* _Work to complete_: The output is the lines below from the one with "There are a" through the one with "- Offline only", both included, printed exactly and with no other line.

[Opening Dataset excerpts section]

PR #1680, opened 2026-07-12
Use homescreen code paths for CarPlay where possible

### LINKED ISSUE #1586: Update CarPlay to use MusicScreenProviders
CarPlay has a lot of custom methods that could be standardised on the new homescreen work once both are merged. 

See: https://github.com/UnicornsOnLSD/finamp/pull/1516#discussion_r3040435362

APIUM:
## Changes
Replace as much of my custom CarPlay code for things like queue building with work from the new homescreen.

## Related Issues
- closes #1586

### DIFF
--- a/lib/services/carplay_helper.dart
+++ b/lib/services/carplay_helper.dart
@@ -1,3 +1,4 @@
+import 'dart:async';
 import 'dart:convert';
 
 import 'package:finamp/components/MusicScreen/sort_and_filter_row.dart';
@@ -9,6 +10,7 @@ import 'package:finamp/services/music_providers.dart';
 import 'package:finamp/services/music_screen_provider.dart';
 import 'package:flutter/scheduler.dart';
 import 'package:flutter_carplay/flutter_carplay.dart';
+import 'package:infinite_scroll_pagination/infinite_scroll_pagination.dart';
 import 'package:audio_service/audio_service.dart';
 import 'package:finamp/models/finamp_models.dart';
 import 'package:finamp/models/jellyfin_models.dart';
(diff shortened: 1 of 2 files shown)


APIUM:
I also have in here something I used for debug "[Allow Jellyfin calls from CarPlay in debug builds](https://github.com/finamp-app/finamp/pull/1680/commits/52f3a2e144a6cf6251006400255f8d21392f6705)" I am happy to remove this, or submit separately.

Chaphasilor:
@APIUM would you mind posting some screenshots or a short video of how it looks/works now, just for reference?

APIUM:
> @APIUM would you mind posting some screenshots or a short video of how it looks/works now, just for reference?

Display is identical for this change, I have used these to make some UI changes to be submitted in a follow up PR

Chaphasilor:
Ah, so you just re-create the existing CarPlay content via the new home screen methods, got it. I just got confused by the mentions of home screen sections, and thought you already rendered the sections configured for the in-app home screen.

This looks mergeable from my side. @Komodo5197 what do you think? Is this something you'd like to postpone until after the stable release?

Komodo5197:
It doesn't look too crazy, but I haven't properly looked through everything yet.  I noticed the providers are used via read(), including using the slice method on the page provider, and I want to think about whether we might be able to do things in a more reactive way.  I'm also wondering about the changes to verifyCallable(), because I wouldn't have expected carplay to be acting during build().  The changes are very isolated from the main app though, which does increase my confidence for allowing this to be pushed before stable.  If this is just a pure code improvement I might wait on it, but if it also has bug fixes it's probably not too crazy to try to get it in.

APIUM:
> I noticed the providers are used via read(), including using the slice method on the page provider, and I want to think about whether we might be able to do things in a more reactive way. I'm also wondering about the changes to verifyCallable(), because I wouldn't have expected carplay to be acting during build().

Thanks @Komodo5197 I’ve played around this and made some changes, it is more reactive but it’s slightly different to the normal path now. Let me know what you think. 

There are a fair few bug fixes in this, but they are all pretty minor. Up to you on risk v reward. I want this in as I’ve got some CarPlay feature updates that I’d like to add such as allowing viewing far more of the library, a better homescreen, and now playing controls such as radio, shuffle and favourite. I’ll get that up when we’re ok with this one.

The fixes are (commit msg snippets):
- Offline only and favourites only browsing now transfers to carplay
- List data stays cached until carplay rebuilds, so tapping deep into a long list plays the tapped track instead of re-fetching
- A failed fetch cancels the navigation instead of showing an empty library, and the next tap retries cleanly
- Offline Recently Added is sorted by date added instead of random download order
- Recently Played shows your server-wide play history, and hides when offline since play dates only exist on the server
- Shuffle all respects the only show favourites setting.
- Start radio is the same Surprise Me as the rest of the app, still falling back to shuffle when offline.

Chaphasilor:
Those fixes sound valid to me, so lets wait what Komodo thinks :)

lib/services/carplay_helper.dart
```diff
@@ -136,146 +144,132 @@ class CarPlayHelper {
...
-      // Offline: instant mix not available, fallback to shuffle
-      await shuffleAllTracks();
-      return;
+    try {
+      final items = await completer.future;
+      // pagedContentProvider isn't generic enough to express that children here are always FinampPlayableDto.
+      return items.take(limit).map((x) => (x as FinampPlayableDto).item).toList();
+    } catch (_) {
+      // Reset the failed pages like the main UI retry button so the next tap refetches cleanly.
+      providerRef.read(provider.notifier).retry();
```
Komodo5197: I think this retry should be somewhere else, because I believe if the page provider is being listened to elsewhere, prephaps by the main app, this will lead to an aggressive retry loop.

lib/services/carplay_helper.dart
```diff
@@ -136,146 +144,132 @@ class CarPlayHelper {
...
+  Future<List<BaseItemDto>> _loadPagedItems(FinampPagedPlayable<FinampPlayableDto> request, int limit) async {
+    final provider = pagedContentProvider(request);
+    final completer = Completer<List<FinampDisplayableOrPlayable>>();
+
+    // Retain the paged data so it survives for later taps, until the next root
+    // rebuild releases it.
+    _templateSubscriptions.add(providerRef.listen(provider, (_, _) {}));
+
+    // Drive the load on a private subscription so a root rebuild closing the
+    // retained subscriptions cannot strand this pending load.
```
Komodo5197: I'm not sure why closing this subscription early would be a problem?  Wouldn't that be what we want because the results are no longer needed?  I do see that we might want to fully cancel this listener while keeping the page provider alive with a different subscription, though.

APIUM: Was because it lead to a deadlock, but your way is cleaner, updated to that.

lib/services/carplay_helper.dart
APIUM: Thanks yep good pick up, moved to next tap in the list / next load

Komodo5197:
Looks good to me.  I'm fine with merging this for the upcoming release.

Chaphasilor:
Great. Thanks a ton @APIUM for following up with this! Looking forward to the other planned improvements 😁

[Closing Dataset excerpts section]

* _Answer area_:
There are a fair few bug fixes in this, but they are all pretty minor. Up to you on risk v reward. I want this in as I’ve got some CarPlay feature updates that I’d like to add such as allowing viewing far more of the library, a better homescreen, and now playing controls such as radio, shuffle and favourite. I’ll get that up when we’re ok with this one.

The fixes are (commit msg snippets):
- Offline only and favourites only browsing now transfers to carplay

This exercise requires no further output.